DEBUG: procReadThread bp 1002024f20 <= frame->bp 1002ca9d80


Back over in gdb

current rbp:
(gdb) p $rbp
$5 = (void *) 0x1002ca9fa0

(gdb) info frame 0
Stack frame at 0x1002ca9d90:
 rip = 0x381a03a6 in vgModuleLocal_do_syscall_for_client_WRK (m_syswrap/syscall-amd64-freebsd.S:144); saved rip = 0x3819f27a
 called by frame at 0x1002ca9ea0
 source language asm.
 Arglist at 0x1002ca9d80, args: 
 Locals at 0x1002ca9d80, Previous frame's sp is 0x1002ca9d90
 Saved registers:
  rbp at 0x1002ca9d80, rip at 0x1002ca9d88
(gdb) info frame 1
Stack frame at 0x1002ca9ea0:
 rip = 0x3819f27a in do_syscall_for_client (m_syswrap/syswrap-main.c:368); saved rip = 0x3819b150
 inlined into frame 2, caller of frame at 0x1002ca9d90
 source language c.
 Arglist at unknown address.
 Locals at unknown address, Previous frame's sp is 0x1002ca9d90
 Saved registers:
  rbp at 0x1002ca9d80, rip at 0x1002ca9d88
(gdb) info frame 3
Stack frame at 0x1002ca9f10:
 rip = 0x3819b150 in handle_syscall (m_scheduler/scheduler.c:1206); saved rip = 0x38199223
 called by frame at 0x1002ca9fb0, caller of frame at 0x1002ca9ea0
 source language c.
 Arglist at 0x1002ca9ea0, args: tid=tid@entry=1, trc=trc@entry=73
 Locals at 0x1002ca9ea0, Previous frame's sp is 0x1002ca9f10
 Saved registers:
  rbx at 0x1002ca9ef0, rbp at 0x1002ca9f00, r14 at 0x1002ca9ef8, rip at 0x1002ca9f08

I'm beginning to wonder if the saved $rbps aren't just nonsense and whether gdb and lldb are getting their stack traces from debuginfo.

Valgrind is a bit of a monster.

On startup (it's own _start in assembler) it allocates its own small bootstrap stack of 1M. Once it has done all its initialization it allocates another stack with guard pages and does a stack transfer to that stack via a mov to rsp then a ret. The new stack appears from then on as the bottom of the callstack.
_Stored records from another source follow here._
PR #872, opened 2024-08-08
refactor(marketplace): generic querying of historical marketplace events

emizzle:
Allows querying of past Marketplace events using a generic routine.

Also moves marketplace contract events to the Market abstraction so the types can be shared across all modules that call the Market abstraction.

### DIFF
--- a/codex/market.nim
+++ b/codex/market.nim
@@ -28,11 +28,27 @@ type
   OnRequestCancelled* = proc(requestId: RequestId) {.gcsafe, upraises:[].}
   OnRequestFailed* = proc(requestId: RequestId) {.gcsafe, upraises:[].}
   OnProofSubmitted* = proc(id: SlotId) {.gcsafe, upraises:[].}
-  PastStorageRequest* = object
+  ProofChallenge* = array[32, byte]
+
+  # Marketplace events -- located here due to the Market abstraction
+  StorageRequested* = object of Event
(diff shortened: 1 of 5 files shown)


AuHau (approved):
LGTM,thanks!

emizzle:
Going to make a small change to this PR, hence the chance to draft.

AuHau (approved):
LGTM

emizzle:
@AuHau Ready for another review, sorry about that!

codex/market.nim
```diff
@@ -31,6 +31,7 @@ type
   ProofChallenge* = array[32, byte]
 
   # Marketplace events -- located here due to the Market abstraction
+  MarketplaceEvent* = Event
```
AuHau, line 34: Shouldn't then all the events bellow be `of MarketplaceEvent`?

AuHau (approved):
Pretty great improvement with the generic! Nice!

Generally LGTM, only one question, but I will give you approve ;-)

codex/market.nim
emizzle: Good catch, yes, but it is an alias, so that's why the compiler didn't complain. The main reason for doing this was so that implementations using the abstraction don't also need to import `pkg/ethers`. Will fix.

markspanbroek (approved):
:+1:

PR #878, opened 2024-08-14
Support CORS preflight requests when the storage request api returns an error 

2-towns:
When trying to create a new storage request with the API, the request can fail if the parameters are invalid due to some rules (for example, parameters must satisfy 1 < (nodes - tolerance) ≥ tolerance).

When the error is returned with the following code, the CORS headers are not included:

```
return RestApiResponse.error(Http400, error.msg)
```

This PR fix this issue and returns the CORS headers when the storage requests api returns an error.


tbekas (approved):
LGTM

markspanbroek (approved):
Nice, thanks!

PR #879, opened 2024-08-15
GCC 14 update

benbierens:
Involves updating our dependencies.
And our dependency dependencies.


gmega:
OK thank you @2-towns and @benbierens.

PR #881, opened 2024-08-21
Workaround for erasure coding threading bug

tbekas:
Resolves: #854


gmega:
I'm closing this as we're going for a different approach in the end.

PR #882, opened 2024-08-22
Rework circuit downloader

benbierens:
We are moving the downloading and unpacking of the circuit files outside of codex into a separate tool. Codex will prompt the user to run the tool when necessary.


codex/slots/proofs/prover.nim
```diff
@@ -86,16 +87,18 @@ proc verify*(
...
 proc new*(
   _: type Prover,
   store: BlockStore,
-  backend: AnyBackend,
-  nSamples: int): Prover =
+  config: CodexConf): ?!Prover =
 
-  Prover(
-    backend: backend,
+  without backend =? initializeBackend(config), err:
```
dryajov, line 97: I'm really not a fan of this pattern, it violates the dependency injection principle, which has the nasty consequence of unnecessarily complicating testing. For example this usualy the main reasons for needing mocks.

It is perfectly fine to initialize the backend externally and then simply pass the required parameters to the constructor of the consumer class.

codex/codex.nim
```diff
@@ -272,32 +272,7 @@ proc new*(
...
-              msg: "zkey file not readable, doesn't exist or wrong extension (.zkey)")
-
-          $config.circomZkey
-        else: ""
-
-      some Prover.new(
-        store,
-        CircomCompat.init($config.circomR1cs, $config.circomWasm, zkey),
-        config.numProofSamples)
+      some Prover.new(store, config).expect("Unable to create prover.")
```
dryajov, line 275: Just use the factory to create the backend here and then pass it into the `Prover`, it will make your life much easier.

tools/cirdl/cirdl.nim
```diff
@@ -0,0 +1,91 @@
+import std/os
+import pkg/chronicles
+import pkg/chronos
+import pkg/ethers
+import pkg/questionable
+import pkg/questionable/results
+import pkg/zip/zipfiles
```
dryajov, line 7: You don't need this and their external dependencies, there is already https://github.com/status-im/nim-zlib which we link against either way already.

BUILDING.md
```diff
@@ -157,6 +157,22 @@ In Bash run
...
+
+Unix
+```shell
+$ apt-get update && apt-get install libzip-dev
+```
+
+MacOS
+```shell
+brew install libzip
+```
```
dryajov, line 174: there is no need for this with https://github.com/status-im/nim-zlib

dryajov (changes requested):
Overall a step in the right direction. Lets fix the `Prover` initialization and switch to using `nim-zlib`. Ideally, we should also use either `presto` or chronos `httpclient` instead of curl, but we can leave that for later.

tools/cirdl/cirdl.nim
```diff
@@ -0,0 +1,91 @@
...
+  "https://circuit.codex.storage/proving-key/" & hash
+
+proc downloadZipfile(url: string, filepath: string): ?!void =
+  try:
+    # Nim's default webclient does not support SSL on all platforms.
+    # Not without shipping additional binaries and cert-files... :(
+    # So we're using curl for now.
+    var rc = execShellCmd("curl -o " & filepath & " " & url)
+    if not rc == 0:
+      return failure("Download of '" & url & "' failed with return code: " & $rc)
```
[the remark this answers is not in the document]
benbierens: Makes sense. I'll look into switching out curl if there's time after the more critical issues.

codex/slots/proofs/prover.nim
benbierens: I agree the hard call to `initializeBackend` is a problem. Putting all the details about the backend in codex.nim is a problem too. I'll try attaching this proc to a type and pass it to prover.new that way. We can have both the dependency injected and we can confine the knowledge about the proving system inside the slots/proofs files.

codex/codex.nim
benbierens: Did that. Prover.new no longer needs to be a result-type.

tools/cirdl/cirdl.nim
benbierens: It would be great to drop this dependency, it's quite annoying... but nim-zlib (and zlib-gzip in general) doesn't do what we need here. The artifact we download is a zip with multiple files. nim-zlib doesn't handle those. So I suppose we can A) rewrite the artifact producing pipeline to a generate .tar.gz file and manually write the code to implement tar handling to reconstruct multiple files using nim-zlib. Or B) use zip/zipfiles.
Got any better ideas?

codex/slots/proofs/prover.nim
dryajov: I mean, just passing the backend is probably as good as it gets, I'm not sure why you'd want to pass in the factory instead, it doesn't seem to make anything "better"?

tools/cirdl/cirdl.nim
dryajov: How are this artifacts produced? The more straightforward thing to do is to use tar and gz, option A sounds more reasonable.

benbierens: Well, keep in mind that if we switch to a tar.gz file instead of a zip, nim-zlib doesn't support the tar format. It just does the gzip data streams. We would have to pull in something like https://github.com/guzba/zippy or implement the spec ourselves, or wrap something that implements it.

benbierens: (I also learned that "Nim Tar" is a star wars character.... :D )

AuHau: Switching to any other "bundling format" for the circuit assets is easy. One-line change here: https://github.com/codex-storage/codex-storage-proofs-circuits/blob/master/.github/workflows/generate.yml#L140

So pick what is best suited for your needs.

tools/cirdl/cirdl.nim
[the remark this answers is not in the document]
benbierens: Replaced curl with chronos httpsession. (Tried presto first, it didn't want to.)

benbierens:
This passes marketplace dist-test.

codex/slots/proofs/backendfactory.nim
```diff
@@ -0,0 +1,88 @@
...
+import pkg/questionable
+import pkg/confutils/defs
+import pkg/stew/io2
+import pkg/ethers
+
+import ../../conf
+import ./backends
+import ./backendutils
+
+type
```
dryajov, line 14: This is nitpicking a little bit, but you really don't need this placeholder, just attach the factory to the config object?

codex/slots/proofs/backendutils.nim
```diff
@@ -0,0 +1,12 @@
+import ./backends
+
+type
```
dryajov, line 3: Again, not sure why we need this placeholder types?

codex/slots/proofs/backendfactory.nim
benbierens: All right now I see what you mean. Yes this is better. 👍

benbierens:
Downloader is now reworked to use tar.gz instead of zip.
Using status-im/zippy library: https://github.com/status-im/nim-zippy
New circuit assets have been generated: https://github.com/codex-storage/codex-storage-proofs-circuits/actions/runs/10941033813
Codex Contracts repository PR for updated hash: https://github.com/codex-storage/codex-contracts-eth/pull/178

TODO:
- Once contracts update is merged, pull new master into nim-codex
- Redeploy marketplace for testnet with updated contract
- Adjust testnet scripts/docs with new marketplace address

codex/slots/proofs/prover.nim
```diff
@@ -86,16 +87,15 @@ proc verify*(
...
   ## Returns a future that resolves to a proof.
-
   self.backend.verify(proof, inputs)
 
 proc new*(
   _: type Prover,
   store: BlockStore,
   backend: AnyBackend,
-  nSamples: int): Prover =
+  config: CodexConf): Prover =
```
dryajov, line 96: Just pass the number of samples instead of the config object, there is no need for it here.

codex/conf.nim
```diff
@@ -126,6 +127,13 @@ type
       abbr: "d"
       name: "data-dir" }: OutDir
 
+    circuitDir* {.
```
dryajov, line 130: There are specific parametters to indicate where each circuit file is located, we should repoint the defaults to this directory and/or remove the individual circuit paths.

tools/cirdl/cirdl.nim
```diff
@@ -5,7 +5,7 @@ import pkg/chronos
 import pkg/ethers
 import pkg/questionable
 import pkg/questionable/results
-# import pkg/zippy/ziparchives
+import pkg/zippy/ziparchives
```
dryajov: cool, thats much better.

codex/slots/proofs/prover.nim
dryajov: in other words, revert back to original.

codex/conf.nim
benbierens: I have also moved this option into the `prover` switch. 👍

dryajov (approved):
Lgtm

codex.nim
```diff
@@ -67,6 +67,9 @@ when isMainModule:
     # permissions are insecure.
     quit QuitFailure
 
+  if config.prover() and not(checkAndCreateDataDir((config.circuitDir).string)):
```
gmega, line 70: Minor nitpick: it looks a bit weird that we create dir for circuit when we expect it to already be there (clouds intent a bit IMHO).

On top of that, the callstack that I've been looking at consists of

assembler funcion
inlined C function
C function called via longjmp
then "normal" C functions up to the re-rooted bottom of callstack.

It looks like the strange $rbp happens after the longjmp.

Comment 4 Paul Floyd 2023-09-25 05:45:23 UTC

Created attachment 245205 [details]
patch for notype functions

Fixes lookup for functions with notype and 0 size.

Comment 5 Paul Floyd 2023-09-25 06:42:09 UTC

In the end two changes are required. There's the patch that I just uploaded that fixes the problem with notype functions.

The other thing is that I needed to build Valgrind with -fno-omit-frame-pointer. From what I've seen most functions _are_ using the frame pointer. I need to do a bit more work to see if I can just tweak a few things to get the base pointer used everywhere.

Yesterday I stumbled across the bstack package when looking to see if there is a FreeBSD version of gstack. Using that is probably the best solution. pstack is not doing a great job of reinventing the wheel, plus upstream pstack seems unmaintained (no changes in 11 years).

Comment 6 Fernando Apesteguía freebsd_committer

2023-10-02 06:55:00 UTC

Hi Paul,

I think this patch should be reported upstream since it is not a FreeBSD *port* issue per se. What do you think?

Comment 7 Paul Floyd 2023-10-02 08:12:51 UTC

(In reply to Fernando Apesteguía from comment #6)

Yes, but the upstream repo hasn't changed for 11 years:
https://github.com/z0nt/pstack

I'll try a pull request, but I'm not hopeful.

It's not a big issue, "bstack" works much better and I'll be using that from now on. I was only using pstack because I have a lot of Solaris baggage.